-------- Records for processing --------

PR #4430, opened 2026-06-16
fix(wisp): never age-GC active (blocked/in-progress) molecule steps

### LINKED ISSUE #4394: bd mol wisp gc --age deletes active (BLOCKED) molecule steps
### Observed Behavior

Running `bd mol wisp gc --age 1h --force` during patrol cycles deletes BLOCKED steps that were created minutes ago, not hours. This causes active molecules to self-destruct mid-execution.

**Evidence from reproduction:**
- mol-deacon-patrol (26 steps) → 1 step (25 steps deleted mid-execution)  
- mol-deacon-patrol (26 steps) → 2 steps (24 steps deleted)
- Same command run on other patrol formulas (witness, refinery) likely caused similar molecule kills

### Root Cause Analysis

The `--age` filter is defined as: 
> A wisp is considered abandoned if: It hasn't been updated in --age duration and is not closed

**Expected behavior:** BLOCKED steps created minutes ago should NOT match "hasn't been updated in --age duration" since they're recent.

**Suspected root causes:**
1. Timestamp tracking broken: When a step transitions to BLOCKED status, `wisp.updated_at` is not being updated to current time
2. Wrong field used: The comparison may be using `created_at` instead of `updated_at`  
3. BLOCKED status treated as terminal: BLOCKED steps incorrectly grouped with closed/abandoned wisps
4. Timezone/clock issue: Time comparison logic uses wrong timezone or system clock skew

### Impact

- Production patrol molecules (deacon, witness, refinery) were self-destructing every cycle
- Prevents any formula from safely running `bd mol wisp gc --age` while active molecules are running
- Requires workaround: use only `--closed` gc or exclude active molecules via `--exclude-type mol`

### Workaround Applied

Removed `bd mol wisp gc --age 1h --force` from all patrol formulas in gas-town. Now using only `--closed` gc which is safe.

### Steps to Reproduce

1. Start an active molecule with multiple steps (especially a patrol formula with 20+ steps)
2. Run `bd mol wisp gc --age 1h --dry-run` while molecule is executing
3. Verify BLOCKED steps <5min old are listed as candidates for deletion  
4. Run `--force` to confirm deletion of active steps

### Proposed Fixes

**Option 1 (preferred):** Fix timestamp tracking
- Ensure BLOCKED steps update `updated_at` to current time when status changes
- Review wisp lifecycle code to confirm all status transitions update the timestamp

**Option 2:** Add molecule protection
- Introduce `--exclude-type mol` default behavior or smart detection
- Protect all molecule-type wisps from gc --age deletion

**Option 3:** Add status awareness
- Make gc --age smart about BLOCKED status: don't consider BLOCKED as abandoned
- Require explicit `--include-blocked` flag to clean BLOCKED steps by age

**Option 4:** Default behavior change  
- Change --age to only clean truly abandoned wisps (last_activity > age AND not in active graph)

Recommend Option 1 (timestamp fix) as the root cause, but Option 3 (status awareness) as a safer band-aid while Option 1 is being fixed.

harry-miller-trimble:
## Problem

`bd mol wisp gc --age <dur>` deletes **active** molecule steps, self-destructing running molecules mid-execution. From the report: `mol-deacon-patrol (26 steps) → 1 step` — 25 active steps deleted in a single GC pass. The workaround was to drop `gc --age` from all patrol formulas entirely.

Fixes #4394.

## Root cause

GC judged a wisp's age purely by `updated_at`, and the only state it excluded was `closed`. But:

- A step waiting its turn is **blocked**, which in beads is the derived `is_blocked` column — and its recompute **deliberately preserves `updated_at`** (`SET is_blocked = 1, updated_at = updated_at`, see `RecomputeIsBlocked`) so blocking churn doesn't reset activity timestamps.
- So a step that has been blocked longer than `--age` looks "stale" by `updated_at` and was reclaimed — even though it is live work.
- The dependent-cascade (added to avoid orphaning step children) then swept the rest of the molecule along with the abandoned parent.

Reproduced: two ephemeral wisps where the child is blocked on the parent; `gc --age 1ms --dry-run` listed **both** the blocked child and an in-progress step as candidates.

## Fix

Treat a wisp as **active** — and exempt from age-based GC — when it is:
- blocked on an open dependency (`GetBlockedIssues` / `is_blocked`), or
- in an in-flight status: `in_progress`, `blocked`, `hooked`, `pinned`.

The guard is applied in both the direct age scan **and** the dependent-cascade, so active steps are never deleted nor cascaded into. Genuinely idle (`open` + stale) and `closed` wisps are still collected exactly as before. After the fix the same repro protects the blocked child and the in-progress step, leaving only the idle open wisp as a candidate.

This implements the issue's recommended Option 3 (status/activity awareness). Note: bumping `updated_at` on block (Option 1) was rejected — it's intentional that derived-state recompute doesn't touch activity timestamps, and it wouldn't protect a step legitimately blocked longer than `--age`.

## Test

`TestWispGCProtectsActiveWisps` (embedded): a blocked step and an in-progress step survive `gc --age`, while an idle open wisp remains a candidate. Verified it **fails** on pre-fix code (blocked + in-progress wrongly listed) and passes with the fix. Existing `TestWisp*` and storage-layer `TestWispGC`/`TestFindWispDependents`/`TestDeleteWispBatch` still pass. `gofmt`/`go vet` clean; pure-Go compile gate passes; CLI reference regenerated for the updated help text.


maphew (commented):
Thanks Harry - this is a solid fix for a real incident. The root-cause analysis is right: `is_blocked` recompute deliberately preserves `updated_at` so blocking churn doesn't reset activity timestamps, which meant a step blocked longer than `--age` looked stale and got reclaimed, taking the rest of its molecule with it via the dependent cascade. Guarding both the direct age scan and the cascade with `isActiveWisp` (blocked-on-open-dependency OR in-flight status) is the right shape for the fix, and the new embedded test (verified failing pre-fix, passing post-fix) is a good regression guard alongside the existing wisp GC tests.

One mechanical issue: this PR shows as conflicting with `main`. It looks like the branch predates main's RunE/error-return refactor of `wisp.go` (the `runWispGC` signature changed from void + `FatalError` to `error` + `HandleError`/`RunE`), so a straight rebase will need the same guard logic re-applied to the current function shape - the logic itself doesn't need to change.

Minor, non-blocking note: `GetBlockedIssues(ctx, types.WorkFilter{})` fetches blocked issues database-wide rather than scoping to wisps/ephemerals; fine for correctness, just worth a follow-up if it becomes a hot path on large DBs.

I'll pull this to a local worktree, rebase onto current main, and push the fix-up so this can land - will keep your commits and attribution intact and note here when it's ready to merge.

maphew:
Reviewed this with two independent models. Both agreed the fix is correct for the case it targets; they disagreed on disposition, and working through that disagreement is what produced the commit I've just pushed to this branch.

The short version: your diagnosis is right and the fix is a strict improvement, so I absorbed the follow-ups rather than sending you a review round trip for them. Your commit is untouched.

**What I changed, and why**

The guard hand-writes the live-status list (`in_progress`, `blocked`, `hooked`, `pinned`). That covers the two dominant cases from #4394, but it leaves the same class of hole in three other places:

- `deferred` is reachable for wisps (`bd defer` has no ephemeral guard and the update layer routes to the `wisps` table automatically), and reclaiming something a user explicitly deferred defeats the point of deferring it.
- Custom statuses (`status.custom`) in wip/frozen categories are real workflow states and were unprotected.
- The `Issue.Pinned` flag is separate from the `pinned` status, and the closed-purge branch of this same command already honors it — so the age branch was internally inconsistent with its own sibling.

Rather than extend the list, I switched the predicate to the status *category*: `CategoryWIP` is work in flight, `CategoryFrozen` is work on ice, so only plain `open` (active) and `closed` (done) are age-reclaimable. Custom statuses then participate for free by their configured category. This closes all three gaps and is shorter than enumerating them.

The other change is that the blocked-set lookup now fails closed. It previously warned and continued with an empty set, which silently re-exposes every live blocked step to deletion — and `status` is not a usable fallback, because `is_blocked` is derived state independent of it, so a blocked-but-`status=open` step loses all protection. `purge.go` already has a comment stating the equivalent lookup there is "required, not best-effort"; this now matches that.

Also renamed `isActiveWisp` to `isProtectedWisp`. The old name collided with `(*DoltStore).isActiveWisp`, which is in this same delete path but means only "a row exists in the `wisps` table".

**On your tests** — they were genuinely non-tautological, which made this easy to build on. I extended them with deferred, pinned-status and custom wip-category cases, plus a custom *active*-category case that asserts the guard does not over-protect. Reverting the production change fails the deferred and custom-wip assertions, so the new coverage is load-bearing too.

One thing worth knowing if you write more tests here: I had to reorder the setup so that every bead expected to be *reclaimed* is created first. The age predicate compares against an `updated_at` written by the database, so the most recently touched bead can briefly appear not-yet-stale against a `1ms` threshold if the DB clock runs slightly ahead of the test process. That produced a real intermittent failure before I reordered it. Protected beads are excluded regardless of age, so only the reclaimable assertions are sensitive to this.

**Deliberately not done here:** the scan-then-delete window. Candidate status is read outside the deletion transaction, and in server mode there is no process-wide lock, so a wisp that becomes blocked after the scan can still be deleted. That is pre-existing — the `--age` predicate itself was never revalidated at delete time either — and it does not exist in the default embedded backend, which holds an exclusive flock. It is not yours to fix in this PR; it wants its own change.

I have not approved this myself, since I have now committed to the branch. Handing the merge tail to our patrol so it lands once checks are green.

--------

All lines above that contain the word "refinery" are to be copied.

◆ Answer section
- Same command run on other patrol formulas (witness, refinery) likely caused similar molecule kills
- Production patrol molecules (deacon, witness, refinery) were self-destructing every cycle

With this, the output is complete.